Three children pushes you very likely into a 3 cabin boat. That pushes you into a 40+ foot boat. Unless you are swimming in money, that means you will likely be looking at a production boat - Catalina, Bene, Jeauneau, Hunter. The exception would be a Catamaran. That would give you the space you need, but that comes with considerable tradeoffs too - the least of which is not cost.

I have a Catalina 400 (as you may well have figured out). It does offer a 3 cabin model, but I am not blown away by the layout. The better layout would be a Catalina 42 three cabin. I guess if the kids were really used to sleeping together, and you got a two cabin, you could put them into queen aft berth and you and the misses take the V berth. I am just trying to figure out how you are going to arrage the sleeping arrangements. A Quarter berth is probably the equivalent of between a full and single sized bed. Can you stick three girls in there and would they be happy?

Another option would be to have one of the kids (probably the oldest) sleep in the salon while two slept in the quarter and you and the wife took the V. Only you can say if that would be practical for your family. It would be difficult for mine as my wife and I generally stay up later than the kids, and often get up earlier.

A 38+ foot production boat from Catalina, Bene, or Jeaunea would have no problem in your cruising grounds. They are there currently and have mad emuch larger ventures. They do have tradeoffs. Other boats of consideration might be something like a Passport 40 or a Tayana 42. My parents own a Tayana 42. I like the boat and it would serve you well - but you would HAVE to put one child in the salon.

If I was in your shoes, and I had to pick a baot and was focused on going cruising, I would probably get a two cabin boat. I would put the kids in the queen berth aft where they could all have a bed and as much room as possible (under the circumstances). That way you and the wife could sit up at night and get up early. There are a variety of boats that would work for you. I would not choose either J or Sabre. I like the older Benes, some of the Jeauneaus, and certainly the Catalinas. We will take our 400 to those cruising grounds, so I am not telling you to do something I would not do. We also lived aboard on a Catalina 380 which would fit your budget better. The negative (and positive) of the 380 is that it has one head. The 400 and 42 have two heads. The 400 is by far the best performing boat.
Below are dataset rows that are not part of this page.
Issue #238, opened 2018-11-15
Pasting external content


koke:
Let's make sure we test pasting contents from another app and evaluate what we need to fix for the beta.

> Customer research has reveled that most people at least start their draft elsewhere

So far, pasting multiple paragraphs of text on iOS works visually, but:
- [x] they're not split into separate paragraphs
- [x] the block doesn't resize to fit the content until you type #438
- [ ] since I was pasting from a website, it inherited the custom font size. Should "Paste and match style" be the default for Gutenberg?

koke:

Others know other boats better. Just make sure you really consider the reality of being stuck on 40ish feet (with your kids) and how that will work day-day. You need room - period. They like their toys, they like to spread out, and they like to argue. They need a way and place to get away from each other. Make sure that as you take opinions on this board, you consider whether those that give it do in fact HAVE kids and HAVE done some serious cruising or LA with them. It is TOTALLY different than two consenting adults... I gotta tell ya.

SO, my choices would be: Catalina 400 or Catalina 42 (both MKii). If the money would not work for one of those, I would opt for a Catalina 380 which is built on a Morgan hull and is more like a tank. She does not perform nearly a well - honestly, but does well in a blow which you will get from time/time. I would avoid the typical blue water type boats because of the tighter space, cockpit arrangements, cost, and sleeping arrangements taht are typical of these types of boats. I would also make sure before I set out on this venture that I made SURE I had a pretty good buy-in from the other four members (ALL your girls). You don't want a mutiny at sea!!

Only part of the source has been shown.